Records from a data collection
'''
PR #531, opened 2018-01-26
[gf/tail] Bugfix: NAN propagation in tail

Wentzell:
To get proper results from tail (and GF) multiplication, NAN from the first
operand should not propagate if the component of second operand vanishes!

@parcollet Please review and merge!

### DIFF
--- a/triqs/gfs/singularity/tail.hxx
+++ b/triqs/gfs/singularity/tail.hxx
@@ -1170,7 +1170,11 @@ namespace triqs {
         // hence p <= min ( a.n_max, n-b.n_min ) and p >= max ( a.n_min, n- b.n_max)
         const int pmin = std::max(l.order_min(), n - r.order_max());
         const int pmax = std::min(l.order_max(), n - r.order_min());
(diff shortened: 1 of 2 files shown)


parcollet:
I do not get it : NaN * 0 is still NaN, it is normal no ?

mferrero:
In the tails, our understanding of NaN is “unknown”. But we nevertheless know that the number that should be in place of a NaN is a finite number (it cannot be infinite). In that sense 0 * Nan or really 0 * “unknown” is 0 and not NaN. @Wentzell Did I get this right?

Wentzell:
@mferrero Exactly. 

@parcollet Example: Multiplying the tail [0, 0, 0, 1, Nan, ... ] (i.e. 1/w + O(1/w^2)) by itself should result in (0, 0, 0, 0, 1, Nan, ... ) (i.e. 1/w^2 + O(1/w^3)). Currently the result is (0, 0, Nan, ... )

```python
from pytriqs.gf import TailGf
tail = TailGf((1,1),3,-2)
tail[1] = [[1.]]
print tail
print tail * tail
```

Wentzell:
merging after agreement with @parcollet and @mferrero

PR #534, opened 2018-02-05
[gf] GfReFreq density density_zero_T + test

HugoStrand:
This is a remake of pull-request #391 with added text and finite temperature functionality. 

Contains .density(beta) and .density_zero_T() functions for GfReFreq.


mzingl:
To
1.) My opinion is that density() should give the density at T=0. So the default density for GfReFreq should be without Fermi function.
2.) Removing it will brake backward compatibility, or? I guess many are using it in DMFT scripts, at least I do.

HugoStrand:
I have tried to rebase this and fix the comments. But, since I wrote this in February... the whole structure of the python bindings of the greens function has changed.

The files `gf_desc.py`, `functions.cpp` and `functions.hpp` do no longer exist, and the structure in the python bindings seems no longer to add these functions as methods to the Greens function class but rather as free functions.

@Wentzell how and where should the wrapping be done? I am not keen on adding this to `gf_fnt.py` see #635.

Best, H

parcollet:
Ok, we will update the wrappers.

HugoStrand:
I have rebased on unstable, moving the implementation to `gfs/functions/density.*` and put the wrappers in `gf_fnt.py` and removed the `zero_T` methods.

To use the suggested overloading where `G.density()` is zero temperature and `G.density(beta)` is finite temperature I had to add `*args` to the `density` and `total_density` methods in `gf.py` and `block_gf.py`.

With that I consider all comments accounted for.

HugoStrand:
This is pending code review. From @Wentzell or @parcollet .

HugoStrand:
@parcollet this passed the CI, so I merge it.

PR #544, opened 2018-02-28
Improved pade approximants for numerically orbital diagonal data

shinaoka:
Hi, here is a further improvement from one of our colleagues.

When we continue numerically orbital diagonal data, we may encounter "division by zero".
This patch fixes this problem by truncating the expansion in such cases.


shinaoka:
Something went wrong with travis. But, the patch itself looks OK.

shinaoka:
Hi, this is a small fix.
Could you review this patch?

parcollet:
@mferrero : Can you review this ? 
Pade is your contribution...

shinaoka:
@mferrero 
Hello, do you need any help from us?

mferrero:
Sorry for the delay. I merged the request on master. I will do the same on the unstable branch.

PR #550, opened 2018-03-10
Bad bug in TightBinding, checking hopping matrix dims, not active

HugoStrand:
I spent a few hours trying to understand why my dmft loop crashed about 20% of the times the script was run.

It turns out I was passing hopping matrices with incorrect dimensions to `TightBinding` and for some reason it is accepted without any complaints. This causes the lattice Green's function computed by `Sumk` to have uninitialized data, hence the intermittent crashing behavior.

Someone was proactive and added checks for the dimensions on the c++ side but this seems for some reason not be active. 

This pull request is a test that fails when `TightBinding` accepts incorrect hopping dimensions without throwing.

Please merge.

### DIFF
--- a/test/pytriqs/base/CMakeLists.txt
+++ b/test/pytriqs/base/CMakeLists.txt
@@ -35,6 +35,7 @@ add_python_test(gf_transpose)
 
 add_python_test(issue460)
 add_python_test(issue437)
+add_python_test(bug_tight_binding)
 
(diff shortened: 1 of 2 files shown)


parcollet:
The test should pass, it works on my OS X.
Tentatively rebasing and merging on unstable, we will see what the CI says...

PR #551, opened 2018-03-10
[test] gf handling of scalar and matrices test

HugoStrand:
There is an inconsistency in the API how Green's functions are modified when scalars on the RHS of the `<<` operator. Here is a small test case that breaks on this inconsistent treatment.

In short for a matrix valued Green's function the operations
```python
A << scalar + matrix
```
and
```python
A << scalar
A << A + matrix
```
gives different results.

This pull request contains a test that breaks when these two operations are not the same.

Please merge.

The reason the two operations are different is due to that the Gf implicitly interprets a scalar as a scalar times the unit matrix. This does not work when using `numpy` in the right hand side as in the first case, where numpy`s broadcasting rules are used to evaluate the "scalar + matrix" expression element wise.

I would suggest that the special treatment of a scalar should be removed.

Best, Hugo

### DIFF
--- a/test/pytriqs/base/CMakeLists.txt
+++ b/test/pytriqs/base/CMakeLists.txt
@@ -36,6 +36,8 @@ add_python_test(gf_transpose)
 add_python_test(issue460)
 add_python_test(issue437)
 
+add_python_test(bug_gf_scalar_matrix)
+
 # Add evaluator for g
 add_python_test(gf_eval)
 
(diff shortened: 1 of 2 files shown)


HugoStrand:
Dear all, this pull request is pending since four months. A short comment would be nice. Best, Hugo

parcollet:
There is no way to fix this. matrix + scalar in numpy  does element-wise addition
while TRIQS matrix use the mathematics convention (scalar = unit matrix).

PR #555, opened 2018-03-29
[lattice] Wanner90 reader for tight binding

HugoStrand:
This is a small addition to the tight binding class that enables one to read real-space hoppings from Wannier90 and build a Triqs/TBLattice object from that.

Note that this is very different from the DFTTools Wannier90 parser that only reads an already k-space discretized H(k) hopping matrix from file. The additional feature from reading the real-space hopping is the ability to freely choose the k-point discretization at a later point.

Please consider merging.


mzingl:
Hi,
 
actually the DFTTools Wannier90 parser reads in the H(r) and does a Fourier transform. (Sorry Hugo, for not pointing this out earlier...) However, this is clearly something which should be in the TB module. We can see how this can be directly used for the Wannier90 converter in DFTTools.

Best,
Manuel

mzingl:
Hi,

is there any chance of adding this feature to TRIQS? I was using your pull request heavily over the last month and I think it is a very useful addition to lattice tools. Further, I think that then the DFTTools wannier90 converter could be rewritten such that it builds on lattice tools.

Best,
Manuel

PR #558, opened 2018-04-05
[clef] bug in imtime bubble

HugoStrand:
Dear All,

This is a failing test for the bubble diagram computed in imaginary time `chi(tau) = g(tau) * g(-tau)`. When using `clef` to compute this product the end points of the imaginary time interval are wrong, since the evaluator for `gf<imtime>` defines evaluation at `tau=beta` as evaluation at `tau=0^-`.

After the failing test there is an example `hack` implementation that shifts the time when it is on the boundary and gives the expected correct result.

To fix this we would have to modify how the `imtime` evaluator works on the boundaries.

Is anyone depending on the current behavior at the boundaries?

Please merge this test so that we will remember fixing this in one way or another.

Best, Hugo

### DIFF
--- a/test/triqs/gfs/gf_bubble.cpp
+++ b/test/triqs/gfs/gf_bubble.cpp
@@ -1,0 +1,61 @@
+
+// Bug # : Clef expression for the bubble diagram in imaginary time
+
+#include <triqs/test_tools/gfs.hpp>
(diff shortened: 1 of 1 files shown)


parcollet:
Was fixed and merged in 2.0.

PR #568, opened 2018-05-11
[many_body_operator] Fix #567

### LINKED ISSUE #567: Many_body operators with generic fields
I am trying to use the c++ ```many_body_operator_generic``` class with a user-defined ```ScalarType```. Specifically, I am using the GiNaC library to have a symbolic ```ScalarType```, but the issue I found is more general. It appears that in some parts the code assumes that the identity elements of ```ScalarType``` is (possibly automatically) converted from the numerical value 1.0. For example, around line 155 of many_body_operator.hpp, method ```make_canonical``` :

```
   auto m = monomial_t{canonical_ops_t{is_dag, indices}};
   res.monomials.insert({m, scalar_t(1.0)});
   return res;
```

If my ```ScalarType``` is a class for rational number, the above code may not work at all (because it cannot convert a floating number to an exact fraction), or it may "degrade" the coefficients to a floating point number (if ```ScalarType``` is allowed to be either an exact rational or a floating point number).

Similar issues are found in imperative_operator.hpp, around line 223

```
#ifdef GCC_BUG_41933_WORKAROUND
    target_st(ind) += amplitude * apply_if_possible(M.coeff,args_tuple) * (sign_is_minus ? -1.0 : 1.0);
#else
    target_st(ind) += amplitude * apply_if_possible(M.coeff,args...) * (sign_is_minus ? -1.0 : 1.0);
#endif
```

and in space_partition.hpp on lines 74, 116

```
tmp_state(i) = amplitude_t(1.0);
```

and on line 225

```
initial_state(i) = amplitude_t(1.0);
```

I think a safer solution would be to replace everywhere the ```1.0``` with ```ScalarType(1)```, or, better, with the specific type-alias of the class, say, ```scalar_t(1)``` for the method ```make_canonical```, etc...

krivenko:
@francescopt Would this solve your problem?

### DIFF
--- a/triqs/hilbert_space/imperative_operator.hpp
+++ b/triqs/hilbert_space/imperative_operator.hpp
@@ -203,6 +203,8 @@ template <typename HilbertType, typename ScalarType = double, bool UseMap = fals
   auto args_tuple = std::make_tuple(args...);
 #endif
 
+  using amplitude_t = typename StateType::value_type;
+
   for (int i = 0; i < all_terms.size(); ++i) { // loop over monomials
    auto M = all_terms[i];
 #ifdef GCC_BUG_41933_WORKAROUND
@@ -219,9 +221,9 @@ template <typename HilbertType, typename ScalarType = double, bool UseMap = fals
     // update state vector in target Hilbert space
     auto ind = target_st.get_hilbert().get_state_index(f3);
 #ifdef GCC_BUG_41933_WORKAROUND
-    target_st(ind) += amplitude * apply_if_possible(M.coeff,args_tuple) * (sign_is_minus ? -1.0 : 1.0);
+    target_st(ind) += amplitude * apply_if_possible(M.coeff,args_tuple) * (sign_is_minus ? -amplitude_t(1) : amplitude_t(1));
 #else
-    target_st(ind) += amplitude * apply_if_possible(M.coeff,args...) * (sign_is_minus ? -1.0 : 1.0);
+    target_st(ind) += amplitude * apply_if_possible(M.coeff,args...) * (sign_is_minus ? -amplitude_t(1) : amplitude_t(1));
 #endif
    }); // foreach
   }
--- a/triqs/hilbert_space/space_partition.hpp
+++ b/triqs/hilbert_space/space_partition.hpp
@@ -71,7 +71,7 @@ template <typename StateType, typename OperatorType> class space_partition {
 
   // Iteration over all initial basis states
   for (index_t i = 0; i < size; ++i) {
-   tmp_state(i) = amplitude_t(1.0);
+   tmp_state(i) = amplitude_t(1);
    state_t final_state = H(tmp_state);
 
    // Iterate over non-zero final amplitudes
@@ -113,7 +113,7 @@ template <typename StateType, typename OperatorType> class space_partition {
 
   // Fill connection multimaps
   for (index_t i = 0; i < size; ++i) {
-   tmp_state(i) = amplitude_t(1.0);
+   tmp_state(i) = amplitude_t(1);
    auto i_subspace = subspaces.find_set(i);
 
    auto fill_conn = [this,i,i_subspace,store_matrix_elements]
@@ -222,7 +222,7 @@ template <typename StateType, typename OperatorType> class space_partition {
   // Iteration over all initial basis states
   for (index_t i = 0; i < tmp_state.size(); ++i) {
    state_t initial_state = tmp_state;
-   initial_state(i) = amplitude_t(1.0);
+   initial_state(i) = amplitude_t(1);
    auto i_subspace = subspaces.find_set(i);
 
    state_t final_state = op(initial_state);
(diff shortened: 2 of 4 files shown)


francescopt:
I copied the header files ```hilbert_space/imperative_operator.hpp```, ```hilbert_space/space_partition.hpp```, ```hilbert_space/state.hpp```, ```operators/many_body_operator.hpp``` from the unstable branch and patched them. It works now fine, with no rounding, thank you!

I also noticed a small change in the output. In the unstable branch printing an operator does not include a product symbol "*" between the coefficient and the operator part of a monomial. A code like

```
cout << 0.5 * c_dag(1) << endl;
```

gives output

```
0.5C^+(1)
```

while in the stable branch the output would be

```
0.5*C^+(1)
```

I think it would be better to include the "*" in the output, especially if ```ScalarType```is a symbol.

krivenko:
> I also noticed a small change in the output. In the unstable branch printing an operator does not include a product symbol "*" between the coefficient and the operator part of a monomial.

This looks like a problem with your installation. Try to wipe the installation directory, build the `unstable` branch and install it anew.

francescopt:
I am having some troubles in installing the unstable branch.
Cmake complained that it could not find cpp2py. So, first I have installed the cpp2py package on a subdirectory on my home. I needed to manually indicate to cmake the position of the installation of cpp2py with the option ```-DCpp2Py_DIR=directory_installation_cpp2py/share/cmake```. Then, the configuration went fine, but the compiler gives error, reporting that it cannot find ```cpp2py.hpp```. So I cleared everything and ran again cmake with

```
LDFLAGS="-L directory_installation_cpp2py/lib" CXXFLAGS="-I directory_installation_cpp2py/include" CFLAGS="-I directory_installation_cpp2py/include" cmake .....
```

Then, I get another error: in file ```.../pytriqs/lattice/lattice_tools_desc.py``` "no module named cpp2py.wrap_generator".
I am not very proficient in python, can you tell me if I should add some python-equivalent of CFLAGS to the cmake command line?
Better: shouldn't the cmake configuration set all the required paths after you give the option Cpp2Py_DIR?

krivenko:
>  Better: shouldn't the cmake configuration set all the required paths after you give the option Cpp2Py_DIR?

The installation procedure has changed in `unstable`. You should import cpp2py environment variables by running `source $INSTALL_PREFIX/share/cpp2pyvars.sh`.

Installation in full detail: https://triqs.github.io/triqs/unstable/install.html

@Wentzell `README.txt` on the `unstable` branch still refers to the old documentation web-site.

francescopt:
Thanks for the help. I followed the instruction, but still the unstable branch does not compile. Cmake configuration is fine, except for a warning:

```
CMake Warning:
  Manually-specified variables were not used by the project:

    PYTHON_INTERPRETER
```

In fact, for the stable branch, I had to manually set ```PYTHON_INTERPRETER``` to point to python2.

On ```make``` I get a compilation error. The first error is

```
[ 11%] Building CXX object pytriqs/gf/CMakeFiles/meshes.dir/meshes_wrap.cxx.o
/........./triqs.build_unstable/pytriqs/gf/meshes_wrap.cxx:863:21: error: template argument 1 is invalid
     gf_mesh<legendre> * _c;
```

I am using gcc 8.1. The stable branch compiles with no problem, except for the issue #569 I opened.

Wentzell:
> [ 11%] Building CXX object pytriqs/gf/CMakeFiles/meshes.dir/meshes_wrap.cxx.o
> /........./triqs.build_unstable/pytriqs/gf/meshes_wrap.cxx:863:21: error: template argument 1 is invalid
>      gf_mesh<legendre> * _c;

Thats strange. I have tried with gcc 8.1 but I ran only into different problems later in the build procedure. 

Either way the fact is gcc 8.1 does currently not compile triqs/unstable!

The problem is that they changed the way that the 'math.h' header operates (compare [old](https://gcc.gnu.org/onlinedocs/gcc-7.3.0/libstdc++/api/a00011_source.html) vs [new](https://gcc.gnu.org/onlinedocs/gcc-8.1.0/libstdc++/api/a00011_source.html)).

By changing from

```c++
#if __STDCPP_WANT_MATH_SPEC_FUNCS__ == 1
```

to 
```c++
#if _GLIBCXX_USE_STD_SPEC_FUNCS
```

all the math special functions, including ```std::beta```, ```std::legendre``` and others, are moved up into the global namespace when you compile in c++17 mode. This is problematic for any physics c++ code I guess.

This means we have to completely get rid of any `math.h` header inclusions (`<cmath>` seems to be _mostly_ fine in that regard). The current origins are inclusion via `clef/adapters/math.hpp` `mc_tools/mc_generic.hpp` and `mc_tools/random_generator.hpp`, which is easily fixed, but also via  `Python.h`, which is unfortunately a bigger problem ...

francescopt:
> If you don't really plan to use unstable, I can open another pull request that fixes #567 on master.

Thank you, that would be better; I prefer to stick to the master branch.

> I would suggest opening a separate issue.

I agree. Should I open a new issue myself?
'''
Copy out, from the records above, every line that holds the string "singularity".

--- a/triqs/gfs/singularity/tail.hxx
+++ b/triqs/gfs/singularity/tail.hxx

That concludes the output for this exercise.